Governo quer que trabalhador equilibre o tempo gasto no serviço e com a vida pessoal

(Foto: Osny Arashiro/IPC)

Desde o dia 1º de abril, a lei japonesa garante acréscimo de 50% ao valor recebido por horas extras (zangyoo) que excederem o teto de 60 horas mensais. Antes, não existia essa diferenciação. A mudança, aprovada pelo Parlamento japonês em dezembro de 2008, faz parte da reforma trabalhista promovida pelo Ministério da Saúde, Trabalho e Bem-Estar Social. Por enquanto, a lei não abrange pequenas e médias empresas, mas será estudada a extensão para esses setores dentro de três anos (veja no quadro como classificar as empresas).

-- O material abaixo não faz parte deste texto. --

PR #1467, opened 2024-07-08
Fix package-lock.json lockfile parsing failures

cd-work:
This fixes an issue where the lockfile parser for JavaScript's `package-lock.json` was too restrictive and would fail parsing valid lockfiles.

As a solution all packages without explicit `resolved` field are now ignored, since these are the only packages we're capable of analyzing anyway.

### DIFF
--- a/lockfile/src/javascript.rs
+++ b/lockfile/src/javascript.rs
@@ -12,6 +12,7 @@ use lockfile_generator::pnpm::Pnpm as PnpmGenerator;
 use lockfile_generator::yarn::Yarn as YarnGenerator;
 #[cfg(feature = "generator")]
 use lockfile_generator::Generator;
+use log::debug;
 use nom::error::convert_error;
 use nom::Finish;
 use phylum_types::types::package::PackageType;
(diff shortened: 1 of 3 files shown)


lockfile/src/javascript.rs
```diff
@@ -67,19 +68,15 @@ impl Parse for PackageLock {
...
-                }
-
                 // Get dependency type.
-                let resolved = get_field(keys, "resolved")
-                    .ok_or_else(|| anyhow!("Dependency '{name}' is missing \"resolved\" key"))?;
+                let resolved = match get_field(keys, "resolved") {
+                    Some(resolved) => resolved,
+                    // Ignore packages without clear resolution details.
+                    None => {
+                        debug!("ignoring package without `resolved` field: {name}");
```
maxrake, line 76: While testing this branch against the lockfile that generated this PR, I could not get this debug line to show in the output. Is there a specific configuration/environment/etc. required to see the debug statement?

```
phylum v6.6.4-3-gcac3dbf

❯ target/debug/phylum -vvv parse package-lock.json > parse_output.json
[2024-07-08T15:13:22Z DEBUG phylum_cli::config] Reading config from /Users/maxrake/.config/phylum/settings.yaml
[2024-07-08T15:13:22Z DEBUG phylum] Skipping update check...
[2024-07-08T15:13:22Z INFO  phylum_project] Found project configuration file at "/Users/maxrake/dev/phylum/localdev/cli/.phylum_project"
```

lockfile/src/javascript.rs
maxrake, line 1: This change/fix requires a CHANGELOG entry.

maxrake (changes requested):
The changes were tested locally and appear to work as intended. There is a question about debug output and a request to add a CHANGELOG entry.

lockfile/src/javascript.rs
cd-work: `--skip-sandbox`

PR #1473, opened 2024-07-12
Fix msbuild parsing with lowercase version field

cd-work:
This fixes an issue where the `.csproj` parser would ignore uppercase
version fields on `PackageReference`.

### DIFF
--- a/lockfile/src/csharp.rs
+++ b/lockfile/src/csharp.rs
@@ -248,14 +248,24 @@ mod tests {
     #[test]
     fn lock_parse_csproj() {
         let pkgs = CSProj.parse(include_str!("../../tests/fixtures/sample.csproj")).unwrap();
+        assert_eq!(pkgs.len(), 6);
 
-        assert_eq!(pkgs.len(), 5);
-        assert_eq!(pkgs[0].name, "Microsoft.NETFramework.ReferenceAssemblies");
-        assert_eq!(pkgs[0].version, PackageVersion::FirstParty("1.0.0".into()));
+        let expected_pkgs = [
+            Package {
+                name: "Microsoft.NETFramework.ReferenceAssemblies".into(),
+                version: PackageVersion::FirstParty("4.5.0".into()),
+                package_type: PackageType::Nuget,
+            },
+            Package {
+                name: "Microsoft.NETCore.UniversalWindowsPlatform".into(),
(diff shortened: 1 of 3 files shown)


lockfile/src/csharp.rs
```diff
@@ -248,14 +248,24 @@ mod tests {
...
         let pkgs = CSProj.parse(include_str!("../../tests/fixtures/sample.csproj")).unwrap();
+        assert_eq!(pkgs.len(), 6);
 
-        assert_eq!(pkgs.len(), 5);
-        assert_eq!(pkgs[0].name, "Microsoft.NETFramework.ReferenceAssemblies");
-        assert_eq!(pkgs[0].version, PackageVersion::FirstParty("1.0.0".into()));
+        let expected_pkgs = [
+            Package {
+                name: "Microsoft.NETFramework.ReferenceAssemblies".into(),
+                version: PackageVersion::FirstParty("4.5.0".into()),
```
kylewillmon, line 256: I'm not sure why the version was changed here... It's `1.0.0` in `sample.csproj`

```suggestion
                version: PackageVersion::FirstParty("1.0.0".into()),
```

kylewillmon: Oh. This version was from the old check of `pkgs.last().unwrap()`. But the package name is from `pkgs[0].name`...

Anyways, I'll leave you to take care of that however you see fit.

lockfile/src/csharp.rs
```diff
@@ -97,7 +97,7 @@ pub struct PackageReference {
     #[serde(alias = "@Include", default)]
     pub name: String,
 
-    #[serde(alias = "@Version", alias = "@version", default)]
+    #[serde(alias = "@Version", alias = "@version", alias = "Version", default)]
```
ejortega, line 100: Do you want to include lowercase as well?

kylewillmon (approved):

lockfile/src/csharp.rs
kylewillmon: He includes it in the test. It works with lowercase...

ejortega: Ah missed thank, thanks

cd-work: The default is lowercase, since all of these are just aliases it goes back to the field name.

PR #1479, opened 2024-08-06
Update `UserGroup` API type

cd-work:
This updates the response of the `phylum group list --json` command to include all the latest fields of the corresponding API endpoint.

### DIFF
--- a/cli/src/types.rs
+++ b/cli/src/types.rs
@@ -416,9 +416,16 @@ pub struct PurlWithOrigin {
 pub struct UserGroup {
     pub created_at: DateTime<Utc>,
     pub last_modified: DateTime<Utc>,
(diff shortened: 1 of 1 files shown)


cli/src/types.rs
```diff
@@ -416,9 +416,16 @@ pub struct PurlWithOrigin {
 pub struct UserGroup {
     pub created_at: DateTime<Utc>,
     pub last_modified: DateTime<Utc>,
+    pub group_id: Option<String>,
```
cd-work, line 419: https://github.com/phylum-dev/api/pull/1503 technically doesn't break things, it just removes the admin information. So technically we could wait until that PR is in prod and then remove the `Option` here.

kylewillmon (approved):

Segundo o governo, o objetivo é forçar a redução da jornada de trabalho, garantir a saúde dos trabalhadores e promover o equilíbrio entre o tempo gasto com a vida pessoal e o trabalho. Uma pesquisa do Ministério dos Assuntos Internos e das Comunicações mostrou que 10% dos trabalhadores têm jornada de trabalho de mais de 60 horas semanais. Desse total, 20% são homens na faixa de 30 anos de idade com filhos.

As horas extras que excederem o teto de 60 horas por mês também podem ser trocadas por dias de folga ou redução da jornada diária, com possibilidade de flexibilizar o horário de trabalho, para chegar mais tarde ou sair mais cedo do serviço. No entanto, caso o trabalhador não consiga tirar a folga, o empregador terá de pagar os 50%.

Nos últimos meses, o Japão registrou aumento no pagamento de horas extras, o que tem impacto no desemprego. Em vez de contratar, os empregadores pedem aos funcionários que permaneçam mais tempo no trabalho, eliminando assim, a criação de vagas. Essa medida evita o aumento de gastos na folha de pagamento. Mas pode desgastar os funcionários que, cansados, são menos eficientes e acabam se envolvendo em acidentes de trabalho ou desentendimentos com colegas e superiores provocados por estresse.

Situações comuns

Segundo Kiyoshi Ochi, que trabalha com assessoria e consultas em casos trabalhistas há 15 anos, problemas no pagamento de horas extras podem ser resolvidos diretamente no Escritório de Inspeção de Normas Trabalhistas (Roodoo Kijun Kantokusho) mais próximo. “Os funcionários do centro vão ligar e cobrar uma posição da empresa envolvida”, explica. Ochi afirma que já auxiliou casos de brasileiros que fizeram horas extras, mas não tinham contrato assinado. “Se a pessoa aceitou um acordo verbal e foi lesada no pagamento, não adianta reclamar porque foi cúmplice”, admite.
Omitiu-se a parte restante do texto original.